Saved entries
⟨

PR #104, opened 2024-03-06
chore(lock): fix README

ekeren:


Chriscbr:
@ekeren You will need to update package.json

Issue #46, opened 2020-03-25
pretrained-model load ERROR!


HK017:
OP_REQUIRES failed at save_restore_v2_ops.cc:184 : Not found: Key box_net/box-0-bn-3/beta/Momentum not found in checkpoint

pre-training model loading error，please help me，thanks a lot!!!

HK017:
my tensorflow is 1.15.2 or 2.1.0 , both tf versions reporte this error.

fsx950223:
> my tensorflow is 1.15.2 or 2.1.0 , both tf versions reporte this error.

The model only support inference. You could download efficientnet pretrained ckpt as backbone ckpt.

Ely-S:
I can repro this. This is the full error for reference:

```
Traceback (most recent call last):
  File "/usr/local/lib/python3.7/dist-packages/tensorflow/python/client/session.py", line 1365, in _do_call
    return fn(*args)
  File "/usr/local/lib/python3.7/dist-packages/tensorflow/python/client/session.py", line 1350, in _run_fn
    target_list, run_metadata)
  File "/usr/local/lib/python3.7/dist-packages/tensorflow/python/client/session.py", line 1443, in _call_tf_sessionrun
    run_metadata)
tensorflow.python.framework.errors_impl.NotFoundError: From /job:worker/replica:0/task:0:
Key box_net/box-0-bn-3/beta/Momentum not found in checkpoint
	 [[{{node save/RestoreV2}}]]
```

From inspecting the training checkoint, `box_net/box-0-bn-3/beta/Momentum` is definitely not in the checkpoint, so the code is working fine.

The issue seems to be, like @fsx950223 said, that the checkpoints only support inference, not training.

roadcode:
@Ely-S  you can use the efficientnet pretrained ckpt [https://github.com/tensorflow/tpu/tree/master/models/official/efficientnet](url) and use the --backbone_ckpt param to restore the checkpoint

HK017:
@fsx950223 @Ely-S @roadcode  Thanks a lot,  I have solved my problem

PR #49, opened 2020-03-25
Train from public checkpoints

Ely-S:
Hi,

I wanted to make it easy to start training from one of the publicly released checkpoints instead of having to train from scratch. This branch adds a `--ckpt` argument to main.py to do that. It's like `--backbone_ckpt` but for the whole model.

It works like this:

```
python3 main.py \
  --training_file_pattern="$DATA_DIR/*.tfrecord" \
  --model_name=$MODEL \
  --ckpt=$CHECKPOINT_PATH \
  --model_dir=$MODEL_DIR
```

I'd appreciate feedback.

Addresses issue #46


efficientdet/det_model_fn.py
```diff
@@ -513,18 +513,35 @@ def metric_fn(**kwargs):
...
-      logging.info('restore variables from %s', params['backbone_ckpt'])
-      if params['ckpt_var_scope'] is None:
-        ckpt_scope = params['backbone_name']  # Use backbone name in default.
-      else:
-        ckpt_scope = params['ckpt_var_scope']
-      tf.train.init_from_checkpoint(
-          params['backbone_ckpt'],
-          utils.get_ckt_var_map(params['backbone_ckpt'], ckpt_scope + '/',
-                                params['backbone_name'] + '/'))
+      tf.logging.info('restore variables from %s' % checkpoint)
```
mingxingtan: Could you use logging.info instead of tf.logging.info?  They are equivalent, but tf.logging is deprecated in tf2

Ely-S: sure

Ely-S:
I'm glad to help!

PR #95, opened 2020-03-29
Soft nms

### LINKED ISSUE #89: Today the model detects less object
Yesterday, i run the script with previous pretained ckpt and source code(seems created on 3/16)on the test image which its result is the same as demo, but today i update the Pretrained EfficientDet Checkpoints( created on 3/27)and source code, and rerun the script, the result shows there is less objects are detected. min_score_thresh both equals 0.2, max_boxes_to_draw both equals 100. Why? 

above image inferenced by driver.serve_images()

above image inferenced by driver.inference()
demo
above image is demo image

fsx950223:
May fix #89

### DIFF
--- a/efficientdet/inference.py
+++ b/efficientdet/inference.py
@@ -145,7 +145,8 @@ def restore_ckpt(sess, ckpt_path, enable_ema=True, export_ckpt=None):
 
 
 def det_post_process(params: Dict[Any, Any], cls_outputs: Dict[int, tf.Tensor],
-                     box_outputs: Dict[int, tf.Tensor], scales: List[float]):
+                     box_outputs: Dict[int, tf.Tensor], scales: List[float],
+                     min_score_thresh=0.2, max_boxes_to_draw=50):
   """Post preprocessing the box/class predictions.
 
   Args:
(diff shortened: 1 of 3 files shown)


fsx950223:
image
I got above image after sort boxes order by scores.

fsx950223:
As ckpt has changed, the demo image in README should be changed.

efficientdet/inference.py
```diff
@@ -477,11 +495,13 @@ def inference(self,
           self.model_name, images, **self.params)
       restore_ckpt(sess, self.ckpt_path, enable_ema=True, export_ckpt=None)
       # for postprocessing.
-      params.update(dict(batch_size=len(raw_images), disable_pyfun=False))
+      params.update(dict(batch_size=len(raw_images), disable_pyfun=True))
```
mingxingtan: Could you first set it to False. I will first merge your PR, and verify that disable_pyfun=True/False have the same outputs. After that, I will change the default value to True.

mingxingtan: Another choice is to have a class member as disable_pyfun and users can choose to set different values.

efficientdet/inference.py
```diff
@@ -491,11 +511,6 @@ def inference(self,
         classes = output_np[:, 6].astype(int)
         scores = output_np[:, 5]
 
-        # This is not needed if disable_pyfun=True
-        # convert [x, y, width, height] to [ymin, xmin, ymax, xmax]
-        # TODO(tanmingxing): make this convertion more efficient.
```
mingxingtan: You can guard this line with the condition of whether disable_pyfun=True or False.

fsx950223:
cc @mingxingtan

mingxingtan:
Thank you @fsx950223 . The result looks great!  I wonder is this soft nms faster?

fsx950223:
> Thank you @fsx950223 . The result looks great! I wonder is this soft nms faster?

They have similar performance, depend on the situation.

PR #104, opened 2020-03-30
add export tflite script

fsx950223:
I export the tflite model by the script on ```tf-nightly```.
But core dump when execute ```invoke```.

### DIFF
--- a/efficientdet/export_tflite.py
+++ b/efficientdet/export_tflite.py
@@ -1,0 +1,75 @@
+# Copyright 2020 Google Research. All Rights Reserved.
+#
+# Licensed under the Apache License, Version 2.0 (the "License");
+# you may not use this file except in compliance with the License.
+# You may obtain a copy of the License at
+#
+#     http://www.apache.org/licenses/LICENSE-2.0
+#
+# Unless required by applicable law or agreed to in writing, software
+# distributed under the License is distributed on an "AS IS" BASIS,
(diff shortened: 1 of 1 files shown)


dreamibor:
is this the problem of TensorFlow or the problem of how the model is extracted using saved model? Will converting from protobuf helps?

BeautyMess:
While converting to tflite using Tensorflow 2.1, I got the following error:

`Exception: <unknown>:0: error: loc("cond/while/LoopCond@_functionalize_if_else_branch_3"): operand type tensor<2x!tf.resource<tensor<*xi32>>> is incompatible with result type tensor<2x!tf.resource> at index 8
<unknown>:0: error: loc("cond_1/while/LoopCond@_functionalize_if_else_branch_4"): operand type tensor<2x!tf.resource<tensor<*xi32>>> is incompatible with result type tensor<2x!tf.resource> at index 8
<unknown>:0: error: loc("cond_2/while/LoopCond@_functionalize_if_else_branch_5"): operand type tensor<2x!tf.resource<tensor<*xi32>>> is incompatible with result type tensor<2x!tf.resource> at index 8
<unknown>:0: error: loc("cond_3/while/LoopCond@_functionalize_if_else_branch_6"): operand type tensor<2x!tf.resource<tensor<*xi32>>> is incompatible with result type tensor<2x!tf.resource> at index 8
`
If I have any process, I will update them here. And thanks for your great work anyway

PR #129, opened 2020-04-01
let ServingDriver support eager execution

fsx950223:


efficientdet/inference.py
```diff
@@ -335,36 +338,32 @@ def build(self,
...
-        box_outputs,
-        scales,
-        min_score_thresh=min_score_thresh,
-        max_boxes_to_draw=max_boxes_to_draw)
-
     if not self.sess:
       self.sess = tf.Session()
-    restore_ckpt(self.sess, self.ckpt_path, enable_ema=True, export_ckpt=None)
+    with self.sess.graph.as_default():
+      image_files = tf.placeholder(tf.string, name='image_files', shape=[None])
```
mingxingtan, line 344: Can tf.placeholder still work for eager mode?

fsx950223: I will work in graph context. As graph context will disable eager execution.
For example:
```python
with tf.Graph() as g:
    tf.placeholder()
```
but it will raise error use it directly in eager mode.
With the above change, I could use ServingDriver in another script which enables eager execution.

PR #190, opened 2020-04-09
add tpu args

### LINKED ISSUE #181: Does GPU have to use TpuBatchNormalization when training model?
https://github.com/google/automl/blob/fe439281c367b742dc2358fa9d13c55991b7dfda/efficientdet/utils.py#L218-L219

fsx950223:
Increase training speed about 30% per gpu.
Screenshot from 2020-04-09 12-54-59
Fix #181

### DIFF
--- a/efficientdet/efficientdet_arch.py
+++ b/efficientdet/efficientdet_arch.py
@@ -78,7 +78,8 @@ def remove_variables(variables, resnet_depth=50):
 def resample_feature_map(feat, name, target_width, target_num_channels,
                          apply_bn=False, is_training=None,
                          conv_after_downsample=False,
-                         use_native_resize_op=False, pooling_type=None):
+                         use_native_resize_op=False, pooling_type=None,
+                         use_tpu=False):
   """Resample input feature map to have target number of channels and width."""
 
   _, width, _, num_channels = feat.get_shape().as_list()
@@ -99,6 +100,7 @@ def resample_feature_map(feat, name, target_width, target_num_channels,
             is_training_bn=is_training,
             relu=False,
             data_format='channels_last',
+            use_tpu=use_tpu,
             name='bn')
     return feat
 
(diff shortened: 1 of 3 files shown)


efficientdet/efficientdet_arch.py
```diff
@@ -401,6 +409,7 @@ def build_feature_network(features, config):
             conv_after_downsample=config.conv_after_downsample,
             use_native_resize_op=config.use_native_resize_op,
             conv_bn_relu_pattern=config.conv_bn_relu_pattern,
+            use_tpu=config.use_tpu,
```
mingxingtan, line 412: Should you update the hparams_config.py to add use_tpu?

fsx950223: No, config get ```use_tpu``` from params which get ```use_tpu``` from FLAGS.

mingxingtan: If use_tpu is not in config, other scripts like model_inspect.py or inference.py may fail (also inconvenient if people directly use efficientdet_arch rather than main).

An alternative:  change it to  "use_tpu=config.get('use_tpu', None)". WDYT?

fsx950223: My fault, I add it to hparams

mingxingtan:
Hi @fsx950223 , I was trying to use copybara to import your PR, but seems like it did not work well as expected: it did import your PR, but somehow did not keep your authorship and your commit numbers.

I am sorry for the outcome. Will investigate more about the issue. For now, I will close this PR since it is already integrated into master branch.

fsx950223:
> Hi @fsx950223 , I was trying to use copybara to import your PR, but seems like it did not work well as expected: it did import your PR, but somehow did not keep your authorship and your commit numbers.
> 
> I am sorry for the outcome. Will investigate more about the issue. For now, I will close this PR since it is already integrated into master branch.

That's nothing

HyunjiEllenPak:
@fsx950223 How did you get the training graph? 
Could you tell me the specs that you used in the training?

fsx950223:
> @fsx950223 How did you get the training graph?
> Could you tell me the specs that you used in the training?

I use noisy student efficientnet ckpt and you could follow the tutorial to get good performance.

HyunjiEllenPak:
@fsx950223 How many GPUs did you use and how did you set batch size for best performance?

fsx950223:
> @fsx950223 How many GPUs did you use and how did you set batch size for best performance?

1 GPU, batch_size=8

PR #198, opened 2020-04-10
remove useless argument

fsx950223:
```eval_after_training``` has the same behavior as ```train_and_eval```.


mingxingtan:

⟩

TASK TO CARRY OUT:
Find "mingxingtan, line 412: Should" in the entries above and copy that whole line exactly, then each line after it through the line that contains "fsx950223: No, config".

RESULT:
mingxingtan, line 412: Should you update the hparams_config.py to add use_tpu?

fsx950223: No, config get ```use_tpu``` from params which get ```use_tpu``` from FLAGS.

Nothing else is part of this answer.